Anyone done this in this model? 
Anyone see any reasons not to do it ?

I plan to keep the bunk frames, etc. to re-install if I ever sell it and the new owner wants the bunks.


----------



## wolfwood (Sep 19, 2005)

I don't know the model so can't know what you might encounter but it does sound like great idea. We actually had the same thoughts (for the dogs) when we had the 25rss TT ... but, for us, trading up to the Roo made more sense. It was particular sweet that the 28krs is, essentially the floorplan of our beloved 25rss...but the (for us) virtually wasted space of the bunks became the garage (plus footage)! PERFECT!


----------



## tdvffjohn (Mar 10, 2005)

The only downside would be reasale and that depends on how long you plan on keeping it. The longer, the less of an issue.

I had once removed a mattress and used rubbermaid containers up there for extra storage. Removing the mattress makes the bed edge all you need to keep the containers in there.

If you do the mod, we would love to see pics

John


----------



## Oregon_Camper (Sep 13, 2004)

Just a few weeks ago I removed the lower bunk (door side) on our 28RSS. Opens up a ton of space and allows a good nook space for the kids to read/play. I don't have pictures of this, but will soon.

I kept all the part and could put it back together in about 15 minutes...so no issue with resell (lke I'm ever going to sell)

I say go for it...you will be happy with all the extra space you have.


----------



## Wolfpackers (May 31, 2007)

Read post #1 for orientation prior to reading further.

OK, time to do this thing. Woulda already been done if I had a place to keep OB at home. Neighbor is gone for a week and letting me use his FLAT driveway to do mods & wash 'er up.

Day one of debunking:

Pulled both mattresses off 
.
Removed plywood under lower bunk mattress 
.
Dropped eight screws holding hinges to wall on lower bunk, rotated up 90*, angled it and out it comes. 
.
Attempt to flip plywood from top bunk and remove from bunkroom...no go, not enough clearance. 
.
Look in awe at Gilligan's work, two screws never screwed into wall, one screwed completely thru aluminum frame, one screw head broken off (will prove to be major headache on day 2), construction debris still lying in frame area. 
.
Remember that I forgot to take "before" pics, so here are pics of this stage.
.
view from exterior doorway








.
.
broken screw head









.
.
view of top bunk frame & wiring to light for lower bunk with me holding plywood up








.
.
one of Gilligan's presents, two screws had never been screwed into wall..or did they just back themselves out ?








.
And just how do I reach those screws way down at the end of the frame? That's 3 different bit holders put together.
.








.
Remove screws holding upper bunk to walls and adjacent closet. 
.
Bunk will not budge...what the ??? (remember that screw with the broken head so it can't be removed) plus the wiring for a light under the top bunk goes thru the frame & into the wall sort of resists bunk movement. 
.
Take bottle jack and lift near edge, frame goes up a couple inches...sounds of wood doing something you don't want. YIKES. Oh, it's just the trim piece in the corner. Gotta hand it to Keystone on one thing...the top bunk has no slop in the fit to the walls...it's tight. 
.
Stop for the evening before I really tear up something.


----------



## Oregon_Camper (Sep 13, 2004)

Love the play-by-play commentary....

Can't wait for tomorrow nights update.


----------



## Rollrs45 (May 7, 2007)

Wolfpackers said:


> Read post #1 for orientation prior to reading further.
> 
> OK, time to do this thing. Woulda already been done if I had a place to keep OB at home. Neighbor is gone for a week and letting me use his FLAT driveway to do mods & wash 'er up.
> 
> ...


You forgot this step......

"Sit back while drinking several beers and wondering what the hell I've done????"

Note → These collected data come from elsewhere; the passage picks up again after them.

PR #4462, opened 2026-09-21
[BugFix] Squeeze a Choice spec through its choices

### LINKED ISSUE #4461: [BUG] Choice.squeeze() raises TypeError because the base implementation rebuilds the spec from shape
## Describe the bug

`Choice.squeeze()` raises `TypeError`. `Choice` overrides `expand`, `unsqueeze`, `clone`, `_reshape` and `to`, but not `squeeze`, so it falls through to `TensorSpec.squeeze`, which rebuilds the spec with `self.__class__(shape=..., device=..., dtype=...)`. `Choice.__init__` takes a list of specs and accepts none of those keywords.

The same call on every other spec type works, so anything that squeezes specs generically (a transform, or simply undoing an `unsqueeze`) breaks as soon as one of them is a `Choice`.

## To Reproduce

```python
from torchrl.data import Bounded, Choice

spec = Choice([Bounded(0, 2.5, (1, 2)), Bounded(10, 12, (1, 2))])
print(spec.unsqueeze(0).shape)  # torch.Size([1, 1, 2]), fine
spec.squeeze(0)
```

```bash
  File "repro.py", line 5, in <module>
    spec.squeeze(0)
  File "torchrl/data/tensor_specs.py", line 980, in squeeze
    return self.__class__(shape=shape, device=self.device, dtype=self.dtype)
TypeError: Choice.__init__() got an unexpected keyword argument 'shape'
```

LOL.... Sounds like fun! Can't wait to see it at the next rally!

Mike

p.s. Go Heels!!!


----------



## Wolfpackers (May 31, 2007)

So, let's see, we now have a top bunk that is unattached, but doesn't want to come down. Got 3 cups of coffee in me, so let's see what we can do today.

1. From yesterday's experience, I could see that I needed to remove the thin trim strips above the bunk on the near side and below the bunk on the far side so that I could hopefully get the bunk frame to rotate. You won't believe how they are attached...itty bitty nails, more like pins, shot with a gun....into the aluminum studs inside the wall.

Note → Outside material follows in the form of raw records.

PR #4475, opened 2026-09-22
[BugFix] Drop VLAWrapperBase device cache

### LINKED ISSUE #4467: [BUG] VLAWrapperBase keeps constructor self.device
## Describe the bug

`VLAWrapperBase` is an `nn.Module` and stores the constructor `device` as Python state:

```python
self.device = None if device is None else torch.device(device)
```

The kwarg is not documented. Runtime placement already uses `out.device` / `chunk.device`, so `device="cuda"` is a silent no-op for the base class: it neither moves parameters nor is consulted after init.

`.to("meta")` / `.cpu()` / `.cuda()` move parameters and buffers, not that Python attribute. A CPU-constructed wrapper still reports `self.device == torch.device("cpu")` after `.to("meta")`.

Related to #4224, #4345, and #4346.

## To Reproduce

```python
import torch
from tensordict import NonTensorStack, TensorDict
from torchrl.modules.vla import TinyVLA, VLAWrapperBase

base = VLAWrapperBase(action_dim=2, chunk_size=2, device="cpu")
assert base.device == torch.device("cpu")
base.to("meta")
assert base.device == torch.device("cpu")  # stale: .to() did not update it

policy = TinyVLA(action_dim=2, chunk_size=2, device="cpu")
td = TensorDict(
    {
        "observation": {
            "image": torch.zeros(1, 3, 16, 16, dtype=torch.uint8),
            "state": torch.zeros(1, 5),
        },
        "language_instruction": NonTensorStack("pick"),
    },
    batch_size=[1],
)
policy(td)  # materialize lazy modules
policy.to("meta")
assert next(policy.parameters()).device.type == "meta"
assert policy.device == torch.device("cpu")  # stale constructor cache
```

## Expected behavior

Do not keep a single-device attribute on the module. The constructor may still accept `device=` so subclasses can place parameters at init (`TinyVLA` already calls `self.to(device)`). It must not retain that value as module state. After `.to("meta")`, there must be no Python `self.device` left at the constructor value. Runtime placement should keep using the involved tensor (`chunk.device` / `out.device`).

## Checklist

YeonwooSung:
## Description

`VLAWrapperBase` assigned `self.device` from the constructor `device` argument. `.to()` / `.cpu()` / `.cuda()` move parameters and buffers, not that Python attribute, so the cache went stale. The kwarg was also undocumented; the base class never used it after init (`device="cuda"` was a silent no-op), and runtime placement already uses `out.device` / `chunk.device`.

The constructor still accepts `device=` for API stability and for subclasses that place parameters at init (`TinyVLA` already calls `self.to(device)`). The value is not stored as module state.

None of the `VLAWrapperBase` subclasses (`TinyVLA`, `LeRobotPolicyWrapper`, `OpenVLAOFTWrapper`, `OpenVLAOFTL1Wrapper`) read `self.device`. `TinyVLA` already derives runtime placement from `image.device`.

### Code example

```python
import torch
from tensordict import NonTensorStack, TensorDict
from torchrl.modules.vla import TinyVLA, VLAWrapperBase

base = VLAWrapperBase(action_dim=2, chunk_size=2, device="cpu")
assert "device" not in vars(base)
base.to("meta")
assert "device" not in vars(base)

policy = TinyVLA(action_dim=2, chunk_size=2, device="cpu")
td = TensorDict(
    {
        "observation": {
            "image": torch.zeros(1, 3, 16, 16, dtype=torch.uint8),
            "state": torch.zeros(1, 5),
        },
        "language_instruction": NonTensorStack("pick"),
    },
    batch_size=[1],
)
policy(td)
policy.to("meta")
assert "device" not in vars(policy)
assert {p.device.type for p in policy.parameters()} == {"meta"}
```

## Motivation and Context

A cached `self.device` violates TorchRL's module-device contract (Agents.md 6a) and breaks after `.to("meta")`.

close #4467

Same class of bug as #4224, #4345, and #4346.

## Types of changes

## Checklist


torchrl/modules/vla/common.py
```diff
@@ -219,7 +223,7 @@ def __init__(
         self.default_interaction_type = default_interaction_type
         self.log_probs_mode = log_probs_mode
         self.inplace = True if inplace is None else inplace
-        self.device = None if device is None else torch.device(device)
+        # `device` is accepted for subclass init placement and is not stored.
```
vmoens: This looks bc breaking to me, we should raise a warning when device is accessed and announce the removal in 0.16

YeonwooSung: `VLAWrapperBase.device` is a deprecated descriptor until v0.16: get/set emit `DeprecationWarning` and return the constructor value. It is not stored as `self.device` on the module, so `.to()` still only moves parameters. Runtime placement is unchanged (`chunk.device` / `out.device`).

2. Since there was no clearance between the wall and frame (where the broken headed screw was) in order to cut the screw, I focused on where the light wiring was resisting movement. Could not get wires loose from lamp socket, so had to cut the wires in order to get them to go back thru the bunk frame. It felt as if the wire was preventing me from raising the near side of the bunk, so I taped the ends up and put a string in there so I could eventually pull the wires back out of the wall. Well, the wire would not go completely back into the wall, but got most of it in there.










3. I decided to "go for it" and pushed upward on the frame many times and finally got the frame up off of the wire. Unfortunately, Gilligan did not put a rubber grommet on the wall side of the frame as he did on the bed side, so there were some nasty nicks on the wire when it was done. Gotta figure out if I want to put the light on the wall or just not use the wires. Will probably be a late task in this project.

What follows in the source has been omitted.